Клавдия и давай рассказывать: есть, мол, такие женщины, которые умеют колдовать.
– Волшебницы? – уточнила я.
– Да какой там! – отмахнулась Клавдия. – Хотя, – она призадумалась, – можно сказать, что и волшебницы. Только это будет не по-нашему. По-нашему уж скорее – ворожея, та, что ворожит, скрытое узнает, тайное видит, ну и наделать может, если что. Они ведь разные бывают, ворожейки эти, есть и настоящие, но больше – липовые, те, что обещают чудеса за деньги. А по мне, так все одно – грех.
– Значит, настоящие ворожейки могут творить чудеса? – заинтересовалась я.
– Да ты откуда нахваталась-то? – забеспокоилась Клавдия.
– Трындычиху увидела, – коротко бросила Натуся.
Клавдия посмотрела на меня и задумчиво кивнула.
– Эта самая злобная и есть! – заявила она. – Злющая, да сильная; раньше-то против нее никто устоять не мог. Уж кого невзлюбит, до могилы доведет! Все по домам ходила, высматривала себе жертву. Пришла как-то к Митрофанычевым, за стол села и сидит, молчит, да на хозяев нехорошо поглядывает. Сам-то и не выдержал, прикрикнул на нее, мол, делать дома, что ли, нечего, по чужим дворам шастаешь да людей пугаешь!

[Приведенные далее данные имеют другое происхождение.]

PR #3134, opened 2024-07-22
lscpu: Skip aarch64 decode path for rest of the architectures

pratiksampat:
lscpu behaves differently when run sudo vs non-sudo on AMD architectures.

On sudo runs, it adds a BIOS model name and BIOS CPU family which it does not add for the latter. However since this parsing from the DMI is primarily catered to aarch64, for AMD platform the BIOS model name is printed out as follows "AMD XXX Processor *Unknown* CPU @ X.XGHz" due to the part number is not populated on the platform.

The issue boils down to an unconditional call to arm_decode() which attempts to read the DMI path and populate the processor information such as processor version and part number which is set to Unknown on AMD CPUs.

81d6de9 (lscpu: remove the old code) changed the DMI path from /sys/firmware/dmi/entries/4-0/raw (non-existent) to /sys/firmware/dmi/tables/dmi (existent) which has brought this latent issue to light as DMI was starting to be parsed incorrectly.

Therefore, do not perform aarch64 parsing for other architectures.

Before
------
```
$ lscpu
Vendor ID:                AuthenticAMD
  Model name:             AMD EPYC XXXX X-Core Processor
    CPU family:           26

$ sudo lscpu
Vendor ID:                AuthenticAMD
  BIOS Vendor ID:         Advanced Micro Devices, Inc.
  Model name:             AMD EPYC XXXX X-Core Processor
    BIOS Model name:      AMD EPYC XXXX X-Core Processor        Unknown CPU @ X.XGHz
    BIOS CPU family:      107
    CPU family:           26
```
After
-----
```
$ lscpu
Vendor ID:                AuthenticAMD
  Model name:             AMD EPYC XXXX X-Core Processor
    CPU family:           26

$ sudo lscpu
Vendor ID:                AuthenticAMD
  Model name:             AMD EPYC XXXX X-Core Processor
    CPU family:           26
```

Having said that - this breaks existing behavior of showing BIOS model name and BIOS CPU family on sudo. However, If this behavior of populating BIOS info is intended and if we are receiving information beyond what cpuinfo has to offer (for x86), I have also written a simple patch that decuples the arch from the decode and performs a check for x86 unknown part numbers which corrects. If that is more preferred, I would be happy iterate over that branch as well - https://github.com/pratiksampat/util-linux/tree/lscpu/dmi-x86.

Any feedback/review on the approach is highly appreciated!

### DIFF
--- a/sys-utils/lscpu-arm.c
+++ b/sys-utils/lscpu-arm.c
@@ -334,12 +334,47 @@ static int parse_id(const char *str)
 
 #define parse_model_id(_cxt)		(parse_id((_cxt)->model))
 
-static inline int parse_implementer_id(struct lscpu_cputype *ct)
+static inline int get_implementer_id(struct lscpu_cputype *ct)
 {
 	if (ct->vendor_id)
 		return ct->vendor_id;
-	ct->vendor_id = parse_id(ct->vendor);
+	return parse_id(ct->vendor);
+}
+
+static inline int parse_implementer_id(struct lscpu_cputype *ct)
+{
+	int id;
+
+	if (ct->vendor_id)
+		return ct->vendor_id;
+	id = get_implementer_id(ct);
+	if (id <= 0)
+		return id;
+
+	ct->vendor_id = id;
 	return ct->vendor_id;
+}
+
+int is_arm(struct lscpu_cxt *cxt)
+{
+	size_t i;
+
+	if (is_live(cxt))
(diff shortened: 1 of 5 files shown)


karelzak:
I have improved is_arm() to work with dumps (see #3136).

pratiksampat:
Thanks for improving the is_arm check!
I have validated and reviewed the commits of the PR.

PR #3224, opened 2024-09-27
ci: use clang 19

t-8ch:


karelzak:
Thank you for caring about these things!

PR #3227, opened 2024-10-03
libblkid: (exfat): validate fields used by prober

t-8ch:
The exFAT specification lists valid value ranges for the superblock fields. Validate the fields interpreted by the libblkid prober to avoid undefined behaviour.


libblkid/src/superblocks/exfat.c
```diff
@@ -161,6 +161,8 @@ static int exfat_validate_checksum(blkid_probe pr,
 	return 1;
 }
 
+#define in_range_inclusive(val, start, stop) (val >= start && val <= stop)
+
```
karelzak, line 165: What about to adding in_range() to include/c.h? There are already macros to compare numbers.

Ведьма, казалось, только того и ждала. Зыркнула на хозяина и вышла вон. А у Митрофанычева с той поры рука сохнуть стала. По врачам да по больницам затаскали его, а ему только хуже. Жена его потихоньку по бабушкам стала бегать, да только бабки и сами ведьму боятся. Не всякому под силу чужой наговор снять. А мужик совсем плохой стал, того и гляди помрет. Тогда врачиха – Любовь Петровна – присоветовала к колдуну одному обратиться. Он на хуторах живет, вроде в сторожах при фермере.
Пришел колдун к Митрофанычевым, в дверях постоял и велел хозяйке три ведра воды принести. Та, конечно, к колонке сбегала, воду принесла, перед колдуном поставила, спросить боится, ждет. Колдун ведро воды поднял да и плеснул в комнату, до самого окна разлилась вода; он прошел в дом с другим ведром и снова плеснул, уже от окна к двери; вернулся и последнее ведро в комнату вылил. Приказал хозяйке полы не вытирать, с тем и ушел.
На следующий день больному легче стало, – закончила свой рассказ Клавдия, – а ведьму вы с Натусей, надо быть, на перекрестке увидали. Бессильна она перед колдуном оказалась, свое зло назад получила, вот и отплясывала.
В другой раз я спросила у нее о сглазе. Как это можно сглазить человека? Например, мамочки прячут младенцев от посторонних, а чтоб не заглядывали в коляску всякие досужие бабки, подкалывают булавками полупрозрачную ткань, воздух свободно поступает, но на ребенка никто не пялится. У Клавдии своеобразное мнение на сглаз:
– У нас не говорят «сглазили». Если у кого дурной глаз, завидущий или черный, от такого булавкой легко отделаться. А вот если на человека «сделано», тогда похуже будет. Вот у нас в деревне раньше ни одна девка замуж без присухи не выходила. Если какой парень приглянулся, то наговаривала невеста и на вечернюю зарю, и на утреннюю; и на воду, и на водку; так чтобы наверняка… Неважно, что потом всю жизнь – с горьким пьяницей; зато – мой, мой и больше ничей! Не выносят бабы соперниц. Что муж, что сын, а все одно: в ее доме должен жить, поэтому невестка-молодуха первый враг. Конечно, часто оказывается, что невестка свекрови сто очков вперед даст. Тогда уж мужику – только держись! Между двух огней сгорит синим пламенем!